Why there are two signatures of std::forward?

Question

As stated at cplusplus.com, std::forward has two signatures:

template <class T> T&& forward (typename remove_reference<T>::type& arg) noexcept;
template <class T> T&& forward (typename remove_reference<T>::type&& arg) noexcept;

The typical use of std::forward is to preserve rvalueness while passing arguments to other functions. Let's illustrate this with an example:

void overloaded(int &)  { std::cout << "lvalue"; }
void overloaded(int &&) { std::cout << "rvalue"; }

template <typename T>
void fwd(T && t)
{
  overloaded(std::forward<T>(t));
}

When we call fwd(0), T deduces to int (t has type int &&). Then we call std::forward<int>(t). The result of that call is expression of type int && so the second version of overloaded function is selected and the program prints "rvalue" to the standard output.

When we call fwd(i) (where i is some int variable), T deduces to int& (t has type int &). Then we call std::forward<int&>(t). The result of that call (after applying reference collapsing rules) is expression of type int & so the first version of overloaded function is selected and the program prints "lvalue" to the standard output.

In both these cases we use the first overload of std::forward (the one taking typename remove_reference<T>::type& arg). It is because even if the type of t is int && it binds to lvalue reference (because named variable of type "rvalue reference to something" is itself lvalue and lvalues can't bind to rvalue reference).

Question 1:

What is that second overload of std::forward for? Can you think of some practical example, that uses the overload taking arg by rvalue reference?

Question 2:

cplusplus.com says:

Both signatures return the same as:

static_cast<decltype(arg)&&>(arg)

The problem I have with that, is that I'm pretty sure that it is wrong. When we try to return this from the first overload of std::forward we get a compilation error.

When fwd is called with int rvalue, it calls the first overload of std::forward with T = int. Then, decltype(arg) will become int& so static_cast<decltype(arg)&&>(arg) will collapse to static_cast<int&>(arg). But the return type is int && and we get compilation error:

cannot bind ‘std::remove_reference<int>::type {aka int}’ lvalue to ‘int&&’

Both overloaded versions of std::forward should return static_cast<T&&>(arg). Am I right?

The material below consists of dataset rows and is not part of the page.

PR #1690, opened 2022-03-28
rnd/ce buff (advanced tools are back, kind of)

lolman360:
## About The Pull Request

advanced tools. they're more compact than regular tools, look cooler, and in the case of jaws of life, can remove both braces and pry open powered airlocks (after a 7.5s delay)

CE starts with a belt, one starts in CE's locker, and sci can print them. no special materials required yet, but this is subject to change.

advanced welder itemsize large >> normal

Do you think that the quote from cplusplus.com is a mistake?

Answer 1

class Foo {};

auto f = [](){ return Foo{}; };
auto g = []()->Foo&{ static Foo x; return x; };

template<class T>
std::false_type is_rvalue( T& ) { return {}; }
template<class T>
std::true_type is_rvalue( T&& ) { return {}; }

template<class T, class F>
auto test( F&& f ) {
  return is_rvalue( std::forward<T>( f() ) );
}

int main() {
  std::cout << test<Foo>(f) << "," << test<Foo&>(g) << "\n";
}

It is a bit contrived; but imagine where you have some factory that might produce a Foo or a Foo& depending on some unimportant details, but you know you want to forward it based on a second type T to T&&. You know that if T is not a reference, then it won't produce Foo, but if T is a reference it might.